■ Your objective: Return precisely the opening lines of the listing below, ending with the line that contains "-39,7 +39,7 @@".

■ Record set:
PR #336, opened 2017-05-16
Numeric enhancements, Refactoring, Fix spelling

johnjaylward:
This is mostly cleanup of comments with a few changes to also remove some compile time warnings.

* JSONObject
  * `increment` I replaced the autoboxing calls with explicit accessors and also prevented runtime casting by using the proper long/float/double literals.
  * `Null` I added a hashcode function that explicitly returns 0 everytime, the same as most hash functions when handling null : `return someField == null ? 0 : someField.hashCode();`
  * Added a `put` function for `float`... for some reason we have code that handles floats in multiple places, but no way to directly add them into the JSONObject. Previously these would get converted to `double`
  * Modified the `put(literalNumber)` methods to use the valueOf static instead of always creating new instances.
* JSONPointer
  * Updated class references to be fully qualified with `this.`
  * Updated `constructor` parameters to be final. 
* XML
  * `toString(String, String)` updated parameters to be final

Let me know if I should roll any of the changes back and just keep the comment fixes.

### DIFF
--- a/CookieList.java
+++ b/CookieList.java
@@ -39,7 +39,7 @@ public class CookieList {
      * The pairs are separated by ';'. The names and the values
      * will be unescaped, possibly converting '+' and '%' sequences.
      *
-     * To add a cookie to a cooklist,
+     * To add a cookie to a cookie list,
      * cookielistJSONObject.put(cookieJSONObject.getString("name"),
      *     cookieJSONObject.getString("value"));
      * @param string  A cookie list string
--- a/JSONArray.java
+++ b/JSONArray.java
@@ -183,7 +183,7 @@ public class JSONArray implements Iterable<Object> {
 
     @Override
     public Iterator<Object> iterator() {
-        return myArrayList.iterator();
+        return this.myArrayList.iterator();
     }
 
     /**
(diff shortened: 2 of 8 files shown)


stleary:
Looks good, but seems to be breaking one of the unit tests:
org.json.junit.JSONObjectTest > jsonObjectIncrement FAILED
    java.lang.AssertionError at JSONObjectTest.java:1319
Can you confirm?

stleary:
Looks good, but seems to be breaking one of the unit tests:
org.json.junit.JSONObjectTest > jsonObjectIncrement FAILED
    java.lang.AssertionError at JSONObjectTest.java:1319
Can you confirm?

johnjaylward:
Yup,  I'll take a look.

johnjaylward:
OK,  looks like the test is wrong due to that lack of having a float put method I mentioned. I'll update the test and push the change later today.

stleary:
This is an enhancement, not a bug fix. Some code is refactored and spelling errors are corrected.  Some improvements made to numeric handling.

**Risks**
Very low

**Changes to the API?**
No, other than support for JSONObject put(float)

No

Broke one test due to new improved increment handling. The test code fix https://github.com/stleary/JSON-Java-unit-test/pull/71 will be committed in sync with this one.

Yes

**Review status**
ACCEPTED, Starting 3 day timer.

■ Exercise output:
PR #336, opened 2017-05-16
Numeric enhancements, Refactoring, Fix spelling

johnjaylward:
This is mostly cleanup of comments with a few changes to also remove some compile time warnings.

* JSONObject
  * `increment` I replaced the autoboxing calls with explicit accessors and also prevented runtime casting by using the proper long/float/double literals.
  * `Null` I added a hashcode function that explicitly returns 0 everytime, the same as most hash functions when handling null : `return someField == null ? 0 : someField.hashCode();`
  * Added a `put` function for `float`... for some reason we have code that handles floats in multiple places, but no way to directly add them into the JSONObject. Previously these would get converted to `double`
  * Modified the `put(literalNumber)` methods to use the valueOf static instead of always creating new instances.
* JSONPointer
  * Updated class references to be fully qualified with `this.`
  * Updated `constructor` parameters to be final. 
* XML
  * `toString(String, String)` updated parameters to be final

Let me know if I should roll any of the changes back and just keep the comment fixes.

### DIFF
--- a/CookieList.java
+++ b/CookieList.java
@@ -39,7 +39,7 @@ public class CookieList {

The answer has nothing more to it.